See also this curious story. Can't vouch for its accuracy! As Yale talks grade deflation, Princeton pulls back | Yale Daily News. And for those who haven't seen it, a homily about grades I gave years ago at Morning Prayers. Beggars for punishment can also read this homily about education requirements.

[Revised 11:15pm on 12/4 to include note about grading in the humanities and reference to second Morning Prayer talk.]

[Added 12/5: I should have mentioned that what I propose for honors determination resembles what happens right now in Phi Beta Kappa elections. That was probably in the back of my mind while I was typing actually.]


  1. The deepest side-effect I can see is inaccuracy. If the differences in exam scores are largely noise then it's inaccurate to give an A to those who lucked into the slightly higher scores. Yet a curve forces the professor into valorizing the noise.

    And if the professor is doing a very, very good job then everyone should know the material perfectly by the end of the course and get an A. The pre-ordained curve pretty much assumes that the professors won't do a very, very good job.

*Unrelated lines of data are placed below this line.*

PR #1641, opened 2022-07-05
chore: update core dep

MarcoPolo:
* Upgrades rcmgr and core by a patch release
* Dowgrades grpc indirect dep to avoid breaking downstream users unnecessarily (see: https://github.com/weaveworks/common/issues/239)
* removed btcd dep

### DIFF
--- a/go.mod
+++ b/go.mod
@@ -108,7 +108,7 @@ require (
 	golang.org/x/net v0.0.0-20220630215102-69896b714898 // indirect
 	golang.org/x/tools v0.1.11 // indirect
 	golang.org/x/xerrors v0.0.0-20220609144429-65e65417b02f // indirect
-	google.golang.org/grpc v1.47.0 // indirect
+	google.golang.org/grpc v1.36.0 // indirect
 	google.golang.org/protobuf v1.28.0 // indirect
 	gopkg.in/tomb.v1 v1.0.0-20141024135613-dd632973f1e7 // indirect
 	gopkg.in/yaml.v3 v3.0.1 // indirect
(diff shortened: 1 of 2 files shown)


go.mod
```diff
@@ -110,7 +108,7 @@ require (
 	golang.org/x/net v0.0.0-20220630215102-69896b714898 // indirect
 	golang.org/x/tools v0.1.11 // indirect
 	golang.org/x/xerrors v0.0.0-20220609144429-65e65417b02f // indirect
-	google.golang.org/grpc v1.47.0 // indirect
+	google.golang.org/grpc v1.36.0 // indirect
```
marten-seemann, line 111: What made us update this dependency since the v0.20.0 release? In v0.20.0 we were using v1.31.1.

MarcoPolo: You updated this in this pr: https://github.com/libp2p/go-libp2p/pull/1634/files#diff-33ef32bf6c23acb95f5902d7097b7a1d5128ca061167ec0716715b0b9eeaa5f6R113

I think I picked 1.36 by looking at the go mod graph.

MarcoPolo: Actually we can get rid of grpc dep completely. Need this first: https://github.com/libp2p/go-libp2p-testing/pull/63

go.mod
```diff
@@ -110,7 +108,6 @@ require (
 	golang.org/x/net v0.0.0-20220630215102-69896b714898 // indirect
 	golang.org/x/tools v0.1.11 // indirect
 	golang.org/x/xerrors v0.0.0-20220609144429-65e65417b02f // indirect
-	google.golang.org/grpc v1.47.0 // indirect
```
marten-seemann, line 113: ❤️

marten-seemann (approved):

PR #1644, opened 2022-07-07
routedhost: fix decoding of relay peer ID

marten-seemann:
A circuit multiaddr contains an encoded multiaddr, so we need to decode it: https://github.com/libp2p/specs/tree/master/addressing#p2p-circuit-relay-addresses

Not 100% sure that this is correct, please review carefully.


Stebalien (approved):
This is correct but now I'm really confused as to why we didn't catch this earlier. The "value" returned from `ValueFromProtocol` should be a peer ID encoded as a string.

marten-seemann:
> This is correct but now I'm really confused as to why we didn't catch this earlier

No unit tests and very few integration tests for circuits...

PR #8005, opened 2021-06-29
[Arista] Update phy-credo service for config load

byu343:
Signed-off-by: Boyang Yu <byu@arista.com>

#### Why I did it
phy-credo.service was only run once in booting. With this change, it will be restarted when running 'config reload'

#### How I did it
Change the service from WantedBy=multi-user.target to wantedBy=sonic.target

#### How to verify it
Checked that service is restarted after running 'config reload -y', and the ports are still brought up.

- [ ] 201811
- [ ] 201911
- [ ] 202006
- [ ] 202012


lguohan (approved):

arlakshm:
@byu343, is this change need for chassis Linecard. Do we need to cherry-pick this change in `202106`?

byu343:
@arlakshm, yes, it is. And we need it in 202106.

PR #7857, opened 2021-06-12
[vs] add information about features to config db

stepanblyschak:
vs has components from swss, bgp, teamd and nat. This table is needed by this change https://github.com/Azure/sonic-utilities/pull/1554.

Signed-off-by: Stepan Blyschak <stepanb@nvidia.com>

#### Why I did it
Because https://github.com/Azure/sonic-utilities/pull/1554 requires "config warm_restart enable FEATURE" and the FEATURE has to be in feature table.

#### How I did it
Added FEATURE table to VS.

#### How to verify it
Run VS tests.

#### Which release branch to backport (provide reason below if selected)

- [ ] 201811
- [ ] 201911
- [ ] 202006
- [ ] 202012

PR #8008, opened 2021-06-29
[vstes] Virtual chssis config rendering from default_config.json

vganesan-nokia:
#### Why I did it

To fix VS virtual_chassis tests failure issue https://github.com/Azure/sonic-swss/issues/1809

#### How I did it

There was problem in rendering virtual chassis default_config.json into config_db.json. This problem was introduced by changes in PR https://github.com/Azure/sonic-buildimage/pull/7857. The problem was that introduction of using init_cfg.json.j2 template did not have instruction in init_config.json.j2 to merge the virtual chassis default_config.json. Ths fix is to have a separate invokiation of sonic-cfggen to combine init_config.json and virtual chassis default_config.json
 
#### How to verify it

VS test for test_virtual_chassis.py passes all tests consistently.

### DIFF
--- a/platform/vs/docker-sonic-vs/start.sh
+++ b/platform/vs/docker-sonic-vs/start.sh
@@ -27,17 +27,18 @@ popd
 
 [ -d /etc/sonic ] || mkdir -p /etc/sonic
 
-if [[ -f /usr/share/sonic/virtual_chassis/default_config.json ]]; then
-    CHASS_CFG="-j /usr/share/sonic/virtual_chassis/default_config.json"
-fi
-
 # Note: libswsscommon requires a dabase_config file in /var/run/redis/sonic-db/
 # Prepare this file before any dependent application, such as sonic-cfggen
 mkdir -p /var/run/redis/sonic-db
 cp /etc/default/sonic-db/database_config.json /var/run/redis/sonic-db/
 
 SYSTEM_MAC_ADDRESS=$(ip link show eth0 | grep ether | awk '{print $2}')
-sonic-cfggen -t /usr/share/sonic/templates/init_cfg.json.j2 -a "{\"system_mac\": \"$SYSTEM_MAC_ADDRESS\"}" $CHASS_CFG > /etc/sonic/init_cfg.json
+sonic-cfggen -t /usr/share/sonic/templates/init_cfg.json.j2 -a "{\"system_mac\": \"$SYSTEM_MAC_ADDRESS\"}" > /etc/sonic/init_cfg.json
+
+if [[ -f /usr/share/sonic/virtual_chassis/default_config.json ]]; then
+    sonic-cfggen -j /etc/sonic/init_cfg.json -j /usr/share/sonic/virtual_chassis/default_config.json --print-data > /tmp/init_cfg.json
+    mv /tmp/init_cfg.json /etc/sonic/init_cfg.json
+fi
 
 if [ -f /etc/sonic/config_db.json ]; then
     sonic-cfggen -j /etc/sonic/init_cfg.json -j /etc/sonic/config_db.json --print-data > /tmp/config_db.json


platform/vs/docker-sonic-vs/start.sh
```diff
@@ -27,17 +27,18 @@ popd
...
 # Prepare this file before any dependent application, such as sonic-cfggen
 mkdir -p /var/run/redis/sonic-db
 cp /etc/default/sonic-db/database_config.json /var/run/redis/sonic-db/
 
 SYSTEM_MAC_ADDRESS=$(ip link show eth0 | grep ether | awk '{print $2}')
-sonic-cfggen -t /usr/share/sonic/templates/init_cfg.json.j2 -a "{\"system_mac\": \"$SYSTEM_MAC_ADDRESS\"}" $CHASS_CFG > /etc/sonic/init_cfg.json
+sonic-cfggen -t /usr/share/sonic/templates/init_cfg.json.j2 -a "{\"system_mac\": \"$SYSTEM_MAC_ADDRESS\"}" > /etc/sonic/init_cfg.json
+
+if [[ -f /usr/share/sonic/virtual_chassis/default_config.json ]]; then
+    sonic-cfggen -j /etc/sonic/init_cfg.json -j /usr/share/sonic/virtual_chassis/default_config.json --print-data > /tmp/init_cfg.json
```
prsunny, line 39: why dont we write directly to /etc/sonic/init_cfg.json

prsunny:
@stepanblyschak , can you please review?

platform/vs/docker-sonic-vs/start.sh
vganesan-nokia: The template /usr/share/sonic/templates/init_cfg.json.j2 does not have j2 code to take the /usr/share/sonic/virtual_chassis/default_config.json contents as data and generate the result with the default_config,json contents in /etc/sonic/init_cfg.json

prsunny: ok, but do you need to write to /tmp/init_cfg.json or can you update init_cfg.json?

vganesan-nokia: I think it is possible to update the init_cfg.json directly since sonic-cfggen loads all the contents first as data and then produces the output). But for here, I just followed the model used for generating config_db.json (given just below these lines from 43-45) to appear consistent

prsunny (approved):

platform/vs/docker-sonic-vs/start.sh
stepanblyschak: @vganesan-nokia Does this mean that "-t" & "-j" does not work togather in sonic-cfggen?

```
-j JSON, --json JSON  json file that contains additional variables
```

```
-t TEMPLATE, --template TEMPLATE
                        render the data with the template file
```

vganesan-nokia: Yes. When -t option is used the template file, the contents of the json file given with option -j are loaded as data to the template. If the template does not have explicit j2 code to take these data, the rendering will not have the json files contents in the output.

stepanblyschak: Thanks for details, now I understand.

stepanblyschak (approved):

vganesan-nokia:
@prsunny, would you please merge this PR so that we can merge the dependent PR Azure/sonic-swss#1811? Once both of these PRs are merged, we can add back the skipped virtual chassis tests.

vganesan-nokia:
@prsunny, @anshuv-mfst, would you please make arrangements to get this PR merged? Merging this will enable merging Azure/sonic-swss#1811 and adding back the skipped virtual chassis tests in test_virtual_chassis.py. I am also preparing a UT update PR as requested in PR Azure/sonic-swss#1823, which requires enabling back the skipped tests in test_viratual_chassis.py.
Thanks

    And if a professor tries to fit a Gaussian to the exam scores, the professor also seems to rest on the idea that knowledge transmittal is largely a random process, another notion that's philosophically at odds with idea that professors are unique and skilled carpenters who build a frame of knowledge in the students' brains.

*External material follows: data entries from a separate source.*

PR #8012, opened 2021-06-29
[Barefoot] Enable 'TELEMETRY_WRITABLE' for telemetry container

YuliiaBashko:
#### Why I did it
For testing `gNMI/gNOI` we need to enable r/w mode for telemetry container

#### How I did it
Added `TELEMETRY_WRITABLE=y` option to `make` command
#### How to verify it
Build SONiC with command `make TELEMETRY_WRITABLE=y target/sonic-aboot-barefoot.swi`

- [ ] 201811
- [ ] 201911
- [ ] 202006
- [ ] 202012

### DIFF
--- a/.azure-pipelines/azure-pipelines-build.yml
+++ b/.azure-pipelines/azure-pipelines-build.yml
@@ -48,7 +48,7 @@ jobs:
             docker_syncd_rpc_image: yes
             platform_rpc: bfn
             swi_image: yes
-            BUILD_OPTIONS: $(BUILD_OPTIONS) TELEMETRY_WRITABLE=y
+            BUILD_OPTIONS: ${{ parameters.buildOptions }} TELEMETRY_WRITABLE=y
 
         - name: broadcom
           variables:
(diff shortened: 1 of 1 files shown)


YuliiaBashko:
@xumia Could you please take a look?

.azure-pipelines/azure-pipelines-build.yml
```diff
@@ -48,6 +48,7 @@ jobs:
             docker_syncd_rpc_image: yes
             platform_rpc: bfn
             swi_image: yes
+            BUILD_OPTIONS: $(BUILD_OPTIONS) TELEMETRY_WRITABLE=y
```
xumia, line 51: Do you mean as below?
BUILD_OPTIONS: ${{ parameters.buildOptions }} TELEMETRY_WRITABLE=y

YuliiaBashko: I see, thanks, I\`ll fix this. So it means that my change wouldn\`t  work at all?

akokhan (approved):

YuliiaBashko:
@xumia Could you please check my new change?

lguohan:
telemtry_writable should be consistent across different platform. we cannot enable write only on a particular platform.

lguohan:
that is not the current plan. the viable solution is to make the telemetry writable as a runtime option, then user can enable it on the fly and no longer a build option.

PR #8015, opened 2021-06-29
[ci]: Disable nephos docker syncd rpc temporarily

xumia:
#### Why I did it
Disable the nephos docker syncd rpc image temporarily

The package libboost-atomic1.71.0 does not exist in the debian:stretch, it has no chance to build a successful rpc image.
Revert the change until the rpc image upgraded to buster.

- [ ] 201811
- [ ] 201911
- [ ] 202006
- [x] 202012

### DIFF
--- a/.azure-pipelines/azure-pipelines-build.yml
+++ b/.azure-pipelines/azure-pipelines-build.yml
@@ -93,7 +93,7 @@ jobs:
         - name: nephos
           variables:
             dbg_image: yes
-            docker_syncd_rpc_image: yes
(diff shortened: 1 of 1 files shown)


xumia:
Another approach is to revert the features that have dependency on libboost-atomic1.71.0, and remove the package in the Dockerfile.

xumia:
@lguohan , can we disable the nephos docker syncd rpc temporarily? We need to make sure the build work, it blocks for few weeks.

qiluo-msft (approved):

PR #8034, opened 2021-07-01
Replace swsssdk with swsscommon in sonic-host-services

qiluo-msft:
#### Why I did it
swsssdk will be deprecated. Use swsscommon instead.

#### How to verify it
Unit test

- [ ] 201811
- [ ] 201911
- [ ] 202006
- [ ] 202012
- [x] 202106


src/sonic-host-services/scripts/hostcfgd
```diff
@@ -9,7 +9,7 @@ import syslog
 
 import jinja2
 from sonic_py_common import device_info
-from swsssdk import ConfigDBConnector
+from swsscommon import swsscommon
```
sujinmkang, line 12: Can we just import only ConfigDBConnector if we don't need whole swsscommon module then we don't need any other changes in this file?
from swsscommon.swsscommon import ConfigDBConnector

qiluo-msft: Resolved.

sujinmkang (approved):

PR #8049, opened 2021-07-02
[multiasic][voq][bgpconf] Fix for the issue of same BGP router id in all asics

vganesan-nokia:
#### Why I did it

For multiasic, the back end asics use ip addresss of Loopback4096 for BGP router id. In VOQ multi-asic chassis there are no back end asics. All the asics are front end and the iBGP connections are established via Ethernet-IB of asics. Since these asics are not designated as BackEnd, the ip address of interface Loopback0 is used as BGP router id. Since the ip address of Loopback0 is same for all the asics in the line card, same router id is used for voq iBGP configurations and hence the iBGP connections are not established. Changes are done to fix this

#### How I did it

To fix this (i.e., to have different router ids for differen iBGP peers), we need to use the ip address of Loopback4096 for
the front end asics also in VOQ chassis systems. The bgp main configuration template is adjusted to take ip address of Loopback4096 as router id for asics (both in single asic line card and multi-asic line card) in chassis voq systems irrespective of whether the asic is front end or not.

#### How to verify it

- In  multi-asic voq chassis system have the following in the config_db.json of multiple asics
- Configure different IP addresses for Loopback4096 loop back interface in different asics
- Configure BGP_VOQ_CHASSIS_NEIGHBORS for the Ethernet-IB interfaces.
- Reboot the chassis
- Observe that all iBGP sessions are established state.

### DIFF
--- a/dockers/docker-fpm-frr/frr/bgpd/bgpd.main.conf.j2
+++ b/dockers/docker-fpm-frr/frr/bgpd/bgpd.main.conf.j2
@@ -60,7 +60,7 @@ router bgp {{ DEVICE_METADATA['localhost']['bgp_asn'] }}
 {% endif %}
 !
 {# set router-id #}
-{% if DEVICE_METADATA['localhost']['sub_role'] == 'BackEnd' %}
+{% if DEVICE_METADATA['localhost']['sub_role'] == 'BackEnd' or  (multi_asic is defined and DEVICE_METADATA['localhost']['switch_type'] == 'voq') %}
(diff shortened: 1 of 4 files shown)


abdosi (changes requested):
please add unit-test case to address template changes

vganesan-nokia:
> please add unit-test case to address template changes

Added unit tests.

abdosi (approved):

arlakshm (approved):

    1. That all makes sense. Curves are a stupid idea for lots of reasons. Class enrollments are not random samples. Even if you did take a random sample of the Harvard student population, it would be a random sample drawn from an unbelievably skewed distribution according to tested ability.

  2. Peter:

    I'll start by granting the caveat that grades are necessarily the best approximation we have to a student's ability and that there will certainly be noise. I'll also start by stating I'm a Harvard professor (a colleague of Harry's) and my class is known for lacking in grade inflation (as Harry can verify); my median grade is usually a B/B+ (though the mode is, I think, usually an A-).

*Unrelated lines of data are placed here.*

PR #8063, opened 2021-07-05
[Mellanox][pcied] Ignore bus on pcie.yaml for Mellanox switches

DavidZagury:
#### Why I did it
BIOS upgrade on rare cases cannot guarantee bus value remain the same on every BIOS release. Ignoring this field in order for pcied not to fail but still verify device id in a different way. The solution is future proof and will not require changes in code when new BIOS version is available

#### How I did it
Since bus is not a fixed value (it is determined by the bios version) we are ignoring this field, and instead checking if there is a device that match on all other fields that and in addition has a matching device id.

#### How to verify it
Verify no errors or failures in pcied on different BIOS version with the same code base.

- [ ] 201811
- [ ] 201911
- [ ] 202006
- [ ] 202012
- [x] 202106

### DIFF
--- a/platform/mellanox/mlnx-platform-api/sonic_platform/pcie.py
+++ b/platform/mellanox/mlnx-platform-api/sonic_platform/pcie.py
@@ -1,0 +1,69 @@
+########################################################################
+#
+# Copyright (C) 2021, NVIDIA CORPORATION & AFFILIATES. All rights reserved.
+#
+# Module contains a platform specific implementation of SONiC Platform
+# Base PCIe class
+#
+########################################################################
+import os
+import re
+
+try:
+    from sonic_platform_base.sonic_pcie.pcie_common import PcieUtil
+except ImportError as e:
+    raise ImportError(str(e) + "- required module not found")
+
+SYSFS_PCI_DEVICE_PATH = '/sys/bus/pci/devices/'
+
+
+class Pcie(PcieUtil):
+    # check the current PCIe device with config file and return the result
+    # use bus from _device_id_to_bus_map instead of from yaml file
+    def get_pcie_check(self):
+        self.load_config_file()
+        for item_conf in self.confInfo:
+            id_conf = item_conf["id"]
+            dev_conf = item_conf["dev"]
+            fn_conf = item_conf["fn"]
+            bus_conf = self._device_id_to_bus_map.get(id_conf)
+            if bus_conf and self.check_pcie_sysfs(bus=int(bus_conf, base=16), device=int(dev_conf, base=16),
+                                                  func=int(fn_conf, base=16)):
+                item_conf["result"] = "Passed"
+            else:
+                item_conf["result"] = "Failed"
+        return self.confInfo
+
+    # Create
+    def _create_device_id_to_bus_map(self):
+        self._device_id_to_bus_map = {}
+        self.load_config_file()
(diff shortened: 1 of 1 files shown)


BasimShalata:
@sujinmkang can you please review.
its based on your changes and as we discussed in our previous meeting

keboliu (approved):

platform/mellanox/mlnx-platform-api/sonic_platform/pcie.py
```diff
@@ -0,0 +1,54 @@
...
+
+    # Create
+    def _create_device_id_to_bus_map(self):
+        self._device_id_to_bus_map = {}
+        self.load_config_file()
+        device_folders = os.listdir(SYSFS_PCI_DEVICE_PATH)
+        for folder in device_folders:
+            # For each folder in the sysfs tree we check if it matches the normal PCIe device folder pattern,
+            # If match we add the device id from the device file and the bus from the folder name to the map
+            pattern_for_device_folder = re.search('....:(..):..\..', folder)
```
qiluo-msft, line 45: >....:(..):..\.. [](http://example.com/codeflow?start=51&length=15)

This regex is hard to read. Could you give some examples and explanations?

platform/mellanox/mlnx-platform-api/sonic_platform/pcie.py
```diff
@@ -0,0 +1,54 @@
...
+            if pattern_for_device_folder:
+                bus = pattern_for_device_folder.group(1)
+                with open(os.path.join('/sys/bus/pci/devices', folder, 'device'), 'r') as device_file:
+                    device_id = device_file.read().replace('\n', '').replace('0x', '')
```
qiluo-msft, line 49: >device_id = device_file.read().replace('\n', '').replace('0x', '') [](http://example.com/codeflow?start=20&length=66)

Could you give a sample file content? If future change happens, we know what is broken and what is expected output.

qiluo-msft (approved):

platform/mellanox/mlnx-platform-api/sonic_platform/pcie.py
DavidZagury: An example of the contact of a file:
> 0x6fe2

I am looking for the '6fe2' part only. I will add a comment regarding this, and maybe will make it simpler by changing the first replace to strip

platform/mellanox/mlnx-platform-api/sonic_platform/pcie.py
DavidZagury: An example for a dir name is: 0000:ff:0b.1
The name of the folder is created from: {4 digit of domain - always 0}:{2 hex digit of bus}:{2 hex digit - dev}.{fn}

You can see this pattern of the folder name also here:
https://github.com/Azure/sonic-platform-common/blob/87c81de7193ee68568543d982fb8ba38f5e4ad07/sonic_platform_base/sonic_pcie/pcie_common.py#L106

I use this regex to look for the bus (in the above example 'ff').
The dots match any character, so I am checking if the folder that starts with 4 characters (domain), colon, 2 characters of bus (they are in parentheses to create the group I am looking for), a colon, 2 characters of dev, a dot, and the fn.

I tried to create the simplest regex, but I would be glad to hear if you have a different suggestion

sujinmkang (approved):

    You make some statements I disagree with.
    "If the differences in exam scores are largely noise then it's inaccurate to give an A to those who lucked into the slightly higher scores."
    I think the key here is that we should be designing exams that are not largely noise. In my exams, the grades typically range from 30% to 99%; while there's some noise, the large separation in grades means I get useful information. I note that students don't particularly like this; low grades do not make them feel good, even though having a large range of results provides the most useful information for grading purposes. More typical exams, where the range is typically 85-99%, provide much less information; if grades are to be given, I think it's appropriate to give an exam that tests the range of abilities.

    "And if the professor is doing a very, very good job then everyone should know the material perfectly by the end of the course and get an A."
    I just can't agree with this statement. This is only true if one is not challenging a majority of the students. I would say that if the professor is doing a very good job, then everyone should be learning as much new material as is reasonably possible (given the heterogeneity of ability and effort). Ideally, everyone who takes my class (and puts in the effort) is learning some minimum threshold amount. Also ideally, the talented and/or energetic students that come in are not bored but challenged, and have the opportunity to learn more. I suppose I could give a grade based on learning that minimum threshold amount and then everyone might get an A. But that doesn't seem appropriate to me.

    Of course, students need to realize that a "B" in my class would possibly be equal to an A or A- in another class, a message I have to try to reinforce often.

  3. If almost everyone gets some sort of A, that necessarily increases the stress of getting a B. If grade inflation continues, an A- will soon be horrible.